Thanks to our testers: Mark Dunnett and Marc Nozell

Abstract

The release of Red Hat OpenShift 4.6 brought the general availability of remote worker nodes along with a number of use cases at the network edge. Steve already had an OpenShift 4.6 cluster running in his home lab, but Kevin’s home lab is like many others in that it doesn’t have the hardware and resources to run a whole OpenShift 4 cluster. We decided to build a small footprint remote worker node at the network edge and connect it to Steve’s cluster.

Disclaimer: This is a proof of concept we built to work through the logistics of accomplishing this connectivity and is not intended for production use.

Architecture

Why WireGuard?

Steve’s and Kevin’s home labs were halfway across the country from each other but accessible through the internet. Since OpenShift expects simple connectivity between all the nodes, we knew building a path from the remote worker to the main cluster would be our biggest hurdle.
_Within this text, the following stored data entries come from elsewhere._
PR #2682, opened 2024-11-12
Initialize katana grpc api

tarrencev:
Initializing a starknet grpc api to Katana for usage with Torii and the rest of the Dojo stack

## Summary by CodeRabbit

- **New Features**
	- Introduced a new gRPC package for the Katana project, enabling enhanced blockchain interactions.
	- Added multiple RPC methods for operations such as retrieving block information, transaction details, and contract class definitions.
	- Included a new member in the workspace to support gRPC functionality.

- **Bug Fixes**
	- Updated dependencies for improved stability and performance.

- **Documentation**
	- Added documentation comments to provide clarity on gRPC implementations.

### DIFF
--- a/Cargo.lock
+++ b/Cargo.lock
@@ -8219,6 +8219,15 @@ dependencies = [
 ]
 
 [[package]]
+name = "katana-grpc"
+version = "1.0.0"
+dependencies = [
+ "tonic 0.11.0",
+ "tonic-build 0.11.0",
+ "tonic-build 0.12.3",
+]
+
+[[package]]
 name = "katana-node"
 version = "1.0.0"
 dependencies = [
--- a/Cargo.toml
+++ b/Cargo.toml
@@ -19,6 +19,7 @@ members = [
 	"crates/katana/controller",
 	"crates/katana/core",
 	"crates/katana/executor",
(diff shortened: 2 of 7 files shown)


kariy (approved):

kariy:
we still want to maintain jsonrpc (mainly for compatibility reason) so we should expose both protocols, with jsonrpc being the default option. something like `katana --rpc.protocols grpc,json` which will expose grpc at path `/grpc` and json at `/`, on same port.

glihm (commented):
@tarrencev did you generate this from the spec? Or it's handmade? If auto-generated, would be great to have the script somewhere to follow upcoming RPC upgrades of the network. 👍

We should also have some protos defined globally in a crate for the dojo stack since torii an other part of the stack will share those types to base the implementation on it.

We could do that in a second time though.

kariy:
> We should also have some protos defined globally in a crate for the dojo stack since torii an other part of the stack will share those types to base the implementation on it.
> 
> We could do that in a second time though.

good point, lets focus on getting it implemented on katana, torii, and sozo. in that particular order.

glihm (approved):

We brainstormed a few possible solutions to this problem:

  1. Open/forward ports on both of our home routers to allow all the pertinent traffic to and from Kevin’s remote worker and the rest of the cluster
  2. Set up a full VPN from one side to the other to allow a more “direct” connection between the new node and the cluster
  3. Use WireGuard to set up an ad-hoc VPN connection bridging the remote worker and cluster

We opted for the third choice, partly because it felt like the simplest solution, but also because we wanted an opportunity to use WireGuard in the real world. To simplify the overall configuration, we decided to build the WireGuard tunnel between the remote worker and the helper directly, rather than including the rest of the existing nodes in the tunnel.

The details

This article does not cover the installation of the main cluster itself; these are only the steps we went through to connect a new remote worker into an existing cluster. For details on setting up a whole cluster, review these docs. In our labs, we use a helper machine that provides a number of useful services, including DHCP, DNS, PXE, a load balancer, and a place to run playbooks to manage our cluster.
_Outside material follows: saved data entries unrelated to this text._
Issue #1907, opened 2024-05-01
[sozo] Uploading metadatas should be skipped when using dev profile


notV4l:
**Describe the bug**
We don't want to upload metadatas in dev,
Uploading metadatas should be skipped when using dev profile

tarrencev:
Good point. One improvement we could is to output the ipfs metadata uris into the manifest files. So unless it changes, we don't upload to ipfs. Another thing we could do, is to embed a local ipfs server in torii, so uploading is super quick. We will still want the contract metadata set during dev, to enable the worlds.dev interface

notV4l:
> Good point. One improvement we could is to output the ipfs metadata uris into the manifest files. So unless it changes, we don't upload to ipfs. Another thing we could do, is to embed a local ipfs server in torii, so uploading is super quick. We will still want the contract metadata set during dev, to enable the worlds.dev interface
> 
> What do you think @lambda-0x @glihm @Larkooo

its skipped when using offline mode and should remain usable, so embed ipfs server seems the way

Larkooo:
> Good point. One improvement we could is to output the ipfs metadata uris into the manifest files. So unless it changes, we don't upload to ipfs. Another thing we could do, is to embed a local ipfs server in torii, so uploading is super quick. We will still want the contract metadata set during dev, to enable the worlds.dev interface
> 
> What do you think @lambda-0x @glihm @Larkooo

I think that with the amount of responsibility that torii now has, with the different services under it, like the libp2p server, the different endpoints and everything together; it only makes sense to embed a ipfs server for maximum reliability and to have it standalone. Especially with the libp2p server as it's basically the same kind of scope as if we were to embed our own ipfs instance. I do think that we should still have the option to specify a specific ipfs server if wanted though.

https://github.com/ipfs-rust/ipfs-embed 

The workflow seems quite similar to libp2p-rust in general as it uses it so I think it should be quite straightforward to implement at some point.

Yogalholic:
I would like to give it a try please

For the remote worker node, we opted for Red Hat Enterprise Linux (RHEL) 7 over the default choice of Red Hat CoreOS (RHCOS), as RHEL 7 allowed us the flexibility of customizing and troubleshooting WireGuard while we were setting it up the first time. To run the supported Ansible scale-up playbook for adding a RHEL 7 node to the cluster, we used RHEL 7 for our helper node. The helper machine lives alongside the main cluster and can be reused to add subsequent remote workers into the cluster. If you want/need to create a new machine to run the playbook(s),  it can also be created alongside the new worker as part of the process of building and adding the new worker to the cluster.
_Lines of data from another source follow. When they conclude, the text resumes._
PR #2698, opened 2024-11-18
feat(torii-grpc): erc tokens and balances

Larkooo:
## Release Notes

- **New Features**
  - Introduced new data structures for `Token` and `TokenBalance` to enhance token management.
  - Added new gRPC methods: `RetrieveTokens` and `RetrieveTokenBalances` for fetching tokens and their balances.
  - Expanded client capabilities with methods for retrieving tokens and token balances.

- **Improvements**
  - Enhanced service functionality for retrieving token data and balances while maintaining backward compatibility.

These updates provide users with improved capabilities for managing and querying token information within the application.

### DIFF
--- a/crates/torii/grpc/src/server/mod.rs
+++ b/crates/torii/grpc/src/server/mod.rs
@@ -43,6 +43,7 @@ use torii_core::error::{Error, ParseError, QueryError};
 use torii_core::model::{build_sql_query, map_row_to_ty};
 use torii_core::sql::cache::ModelCache;
 use torii_core::sql::utils::sql_string_to_felts;
+use torii_core::types::Token;
 use tower_http::cors::{AllowOrigin, CorsLayer};
 
 use self::subscriptions::entity::EntityManager;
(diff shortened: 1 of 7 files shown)


crates/torii/grpc/src/server/mod.rs
```diff
@@ -87,6 +89,29 @@ impl From<SchemaError> for Error {
...
 }
 
+impl From<Token> for proto::types::Token {
+    fn from(value: Token) -> Self {
+        Self {
+            contract_address: value.contract_address,
+            name: value.name,
+            symbol: value.symbol,
+            decimals: value.decimals as u32,
+            metadata: serde_json::to_string(&value.metadata).unwrap(),
```
glihm, line 99: We may have an expect here or it's just unlikely to happen?

crates/torii/grpc/src/server/mod.rs
```diff
@@ -789,6 +814,74 @@ impl DojoWorld {
...
+        contract_addresses: Vec<Felt>,
+    ) -> Result<RetrieveTokensResponse, Status> {
+        let query = if contract_addresses.is_empty() {
+            "SELECT * FROM tokens".to_string()
+        } else {
+            format!(
+                "SELECT * FROM tokens WHERE contract_address IN ({})",
+                contract_addresses
+                    .iter()
+                    .map(|address| format!("{:#x}", address))
```
glihm, line 828: Are we sure it's always using the same formatting without the padding? Since we store as string, just to be sure we're always comparing something unpadded is expected. 👍

Larkooo: The formatted contract address is unpadded when serialized to SQL

crates/torii/grpc/src/server/mod.rs
Larkooo: We don't even need the serde_json::to_string sorry. You can discard that

glihm (approved):
Let's see in a subsequent work how this could be tested. 👍

PR #2706, opened 2024-11-20
feat: sql proxy endpoint

Larkooo:


glihm (approved):
Great unlock to have this raw access! We should document the basic tables that can be queried and how torii actually formats the table for now.

The readonly is very great and simplifies a lot. For `psql` for instance this option will not be available. We will have to sanitize or see what solution works the best. `default_transaction_read_only` is a bit too harsh, granting roles may be annoying. Sanitization may be the easiest at first.

glihm:
Also @Larkooo the `external_` makes it a bit heavy to query. Perhaps during the refactor of the columns in torii, we could have something shorter, like `x_` we use at cartridge `/x/` or something else.

Larkooo:
> Also @Larkooo the `external_` makes it a bit heavy to query. Perhaps during the refactor of the columns in torii, we could have something shorter, like `x_` we use at cartridge `/x/` or something else.

Ah true, i think with the SQL refactor we will also address that.

PR #2710, opened 2024-11-21
feat(core): use Cairo proc macros

remybar:
# Description

Use Cairo proc macros to replace the `dojo-lang` plugin.

## Tests

- [ ] Yes
- [ ] No, because I need help

## Added to documentation?

- [ ] README.md
- [ ] No documentation needed

## Checklist

- [ ] I've commented my code


glihm (commented):
Looking great @remybar!

For the renaming of attributes, as discussed, we should check first we could help to PR this on the scarb side. Shouldn't be too much, and a bit unlock to avoid renaming everything.

Very nice for the new testing suite, this will be a good addition.

Also, Starknet Foundry should be usable at this point. If yes, let's add a new `core-foundry-test` crate to actually expose the same utilities we have in the `core-cairo-test` but for Starknet Foundry context.

.github/workflows/ci.yml
```diff
@@ -117,7 +117,7 @@ jobs:
           scarb --manifest-path examples/spawn-and-move/Scarb.toml fmt --check
           scarb --manifest-path examples/simple/Scarb.toml fmt --check
           scarb --manifest-path crates/dojo/core/Scarb.toml fmt --check
-          scarb --manifest-path crates/dojo/core-cairo-test/Scarb.toml fmt --check
+          scarb --manifest-path crates/dojo/core-foundry-test/Scarb.toml fmt --check
```
glihm, line 120: Wondering if we should keep both during a time? Since everybody may not migrate to foundry (at least for now?).

bin/dojo-language-server/src/main.rs
```diff
@@ -1,16 +1,10 @@
...
 #[command(author, version, about, long_about = None)]
 struct Args {}
 
 fn main() {
-    let _args = Args::parse();
-
-    let mut tricks = Tricks::default();
-    tricks.extra_plugin_suites = Some(&|| vec![dojo_plugin_suite()]);
-    cairo_lang_language_server::start_with_tricks(tricks);
+    cairo_lang_language_server::start();
```
glihm, line 9: Let's remove this crate. It's not longer required since Scarb LS will support proc macros.

bin/sozo/src/commands/test.rs
```diff
@@ -67,9 +28,9 @@ pub struct TestArgs {
     /// Should we run only the ignored tests.
     #[arg(long, default_value_t = false)]
     ignored: bool,
-    /// Should we run the profiler and with what mode.
-    #[arg(long, default_value = "none")]
-    profiler_mode: ProfilerMode,
+    /// Should we run the profiler.
+    #[arg(long, default_value_t = false)]
```
glihm, line 32: No more profiler mode?

bin/sozo/src/commands/test.rs
```diff
@@ -102,201 +62,37 @@ impl TestArgs {
...
+        if self.profiler {
+            args.push(OsStr::new("--build-profile").to_os_string());
+        }
 
-    if unit.main_package_id.name.to_string() != "dojo" && with_dojo_core {
-        let core_crate_ids: Vec<CrateId> = collect_crates_ids_from_selectors(
-            db,
-            &[ContractSelector(WORLD_QUALIFIED_PATH.to_string())],
-        );
+        //TODO: no 'gas_enabled' option in snforge, should we remove it ?
```
glihm, line 94: Let's remove it from now yes.

.github/workflows/ci.yml
remybar: But proc macros are disabled with the cairo test runner, so if we keep `core-cairo-test`, I think we also have to keep the Dojo plugin 😕 I don't know if it's possible to mix both plugin and proc macros ?

bin/sozo/src/commands/test.rs
remybar: I don't know, I only found this option: https://foundry-rs.github.io/starknet-foundry/appendix/snforge/test.html#--build-profile

glihm:
Blocked by upstream scarb changes to ensure:
- [ ] support to rename attributes to follow current `dojo::model` syntax.
- [ ] correct diagnostics to actually show the line with the error (currently not mapped).

glihm:
Will close this one @remybar since you mentioned this will be done from scratch with the changes of the new API.
Don't hesitate to re-open if needed.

Note: We used RHEL 7 for the helper VM because the required package (openshift-ansible) is not available for RHEL 8

For this article, we will use the following examples:

NameNetwork IPWireguard IPOS
Steve’s helper192.168.30.10010.0.0.1RHEL 7.8
Steve’s master 1192.168.30.101 RHCOS
Steve’s master 2192.168.30.102 RHCOS
Steve’s master 3192.168.30.103 RHCOS
Steve’s worker 1192.168.30.104 RHCOS
Steve’s worker 2192.168.30.105 RHCOS
Kevin’s remote worker192.168.40.10010.0.0.2RHEL 7.8
NetworkPublic IP
Steve’s home lab1.2.3.4
Kevin’s home lab5.6.7.8

The existing home lab networks use the 192.168.30.0/24 and 192.168.40.0/24 for Steve’s and Kevin’s networks respectively. The WireGuard subnet is unrelated to the existing subnets. It must not conflict with them, and for simplicity should be an RFC 1918 reserved subnet for non-routable traffic.

For the purpose of demonstration, the 1.2.3.4 and 5.6.7.8 IP addresses are used to refer to Steve’s and Kevin’s public IPs, respectively. To replicate this configuration on other networks, it’s necessary to adjust these IPs to match the real public IP addresses associated with the cluster and remote worker’s networks.

Our Setup and Configuration

Overview

Our first order of business was getting WireGuard configured and working from Kevin’s remote RHEL 7 worker to the helper in Steve’s cluster. Once we had that connectivity functional, we used the Ansible scale-up playbook to add the new node to the cluster. When the node was successfully added to the cluster, we created static routes on the members of the cluster so they knew to direct traffic through the helper to get to Kevin’s worker for any necessary connectivity.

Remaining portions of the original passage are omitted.